Important Concepts on Permutation

Permutation

Number of permutations of ‘n’ different things taken ‘r’ at a time is given by:-

ⁿP_r       =            n!/(n-r)!

Proof:     Say we have ‘n’ different things a₁, a₂……, a_n.

Clearly the first place can be filled up in ‘n’ ways. Number of things left after filling-up the first place = n-1

So the second-place can be filled-up in (n-1) ways. Now number of things left after filling-up the first and second places = n - 2

Now the third place can be filled-up in (n-2) ways.

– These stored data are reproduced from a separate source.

PR #944, opened 2023-05-10
Add getTextureColorSpace(texture), fix inference on diffuse texture

### LINKED ISSUE #943: Wrong color space inference for spec/gloss diffuseTexture
Current code for inferring the color space of a texture, based on its assigned material slots:

https://github.com/donmccurdy/glTF-Transform/blob/ffd173382f3a5b6f8b0e676c6f8116910f9059fe/packages/cli/src/transforms/toktx.ts#L296

https://github.com/donmccurdy/glTF-Transform/blob/ffd173382f3a5b6f8b0e676c6f8116910f9059fe/packages/cli/src/transforms/ktxfix.ts#L28

Those patterns do not match the spec/gloss extension's "diffuseTexture", which is also sRGB. Perhaps this information should be stored on the graph edge.

donmccurdy:
- fixes #943 

Example:

```typescript
import { getTextureColorSpace } from '@gltf-transform/functions';

const baseColorTexture = material.getBaseColorTexture();
const normalTexture = material.getNormalTexture();

getTextureColorSpace(baseColorTexture); // → 'srgb'
getTextureColorSpace(normalTexture); // → null
```

### DIFF
--- a/packages/cli/src/transforms/ktxfix.ts
+++ b/packages/cli/src/transforms/ktxfix.ts
@@ -1,8 +1,6 @@
 import { KHR_DF_PRIMARIES_BT709, KHR_DF_PRIMARIES_UNSPECIFIED, read, write } from 'ktx-parse';
 import type { Document, Transform } from '@gltf-transform/core';
-import { MICROMATCH_OPTIONS } from '../util.js';
-import { listTextureSlots } from '@gltf-transform/functions';
-import micromatch from 'micromatch';
+import { getTextureColorSpace, listTextureSlots } from '@gltf-transform/functions';
 
 const NAME = 'ktxfix';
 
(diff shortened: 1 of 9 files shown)


donmccurdy:
@hybridherbst @marwie – this change allows extensions to declare the color space of a texture. Everything in glTF is 'srgb' or non-color data today, but I'm not sure whether that's true for your NEEDLE_lightmaps extension. Does this API seem OK for your use cases? 

```typescript
import { TextureChannel } from '@gltf-transform/core';

const { R, G, B, A } = TextureChannel;

// ...

public setLightmapTexture(texture: Texture | null): this {
    return this.setRef('lightmapTexture', texture, { channels: R | G | B, colorSpace: 'srgb-linear' });
}
```

Currently glTF Transform only uses this information to determine KTX2 compression settings. The color space string values come from [CSS Color Module Level 4](https://drafts.csswg.org/css-color/#predefined).

donmccurdy:
Perhaps it would be better to define only `isColor: true` rather than a specific color space, so the color space can later be inferred using more information, like the texture format. An emissive texture could be "srgb" or "srgb-linear" depending on the selected texture, if we are allowing (non-standard) OpenEXR textures. 🤔

donmccurdy:
Will go with `isColor: true`. It's a narrower claim that should be more forward-compatible with any extensions that might add linear, wide-gamut, or HDR color spaces.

Thus number of ways of filling-up first-place = n

Number of ways of filling-up second-place = n-1

Number of ways of filling-up third-place = n-2

Number of ways of filling-up r-th place = n – (r-1) = n-r+1

By multiplication – rule of counting, total no. of ways of filling up, first, second --  rth-place together :-

n (n-1) (n-2) ------------ (n-r+1)

Hence:
ⁿP_r       = n (n-1)(n-2) --------------(n-r+1)

= [n(n-1)(n-2)----------(n-r+1)] [(n-r)(n-r-1)-----3.2.1.] / [(n-r)(n-r-1)] ----3.2.1

ⁿP_r = n!/(n-r)!

Number of permutations of ‘n’ different things taken all at a time is given by:-

ⁿP_n               =         n!

Proof   :
Now we have ‘n’ objects, and n-places.

Number of ways of filling-up first-place  = n

Number of ways of filling-up second-place = n-1

Number of ways of filling-up third-place  = n-2

Number of ways of filling-up r-th place, i.e. last place =1

Number of ways of filling-up first, second, --- n th place
= n (n-1) (n-2) ------ 2.1.

ⁿP_n =  n!

Concept. 

We have   ⁿP_r  =     n!/n-r

Putting r = n, we have :-

ⁿP_r  =   n! / (n-r)

But   ⁿP_n  =  n!

Clearly it is possible, only when  n!  = 1

Hence it is proof that     0! = 1

Note : Factorial of negative-number is not defined. The expression  –3! has no meaning.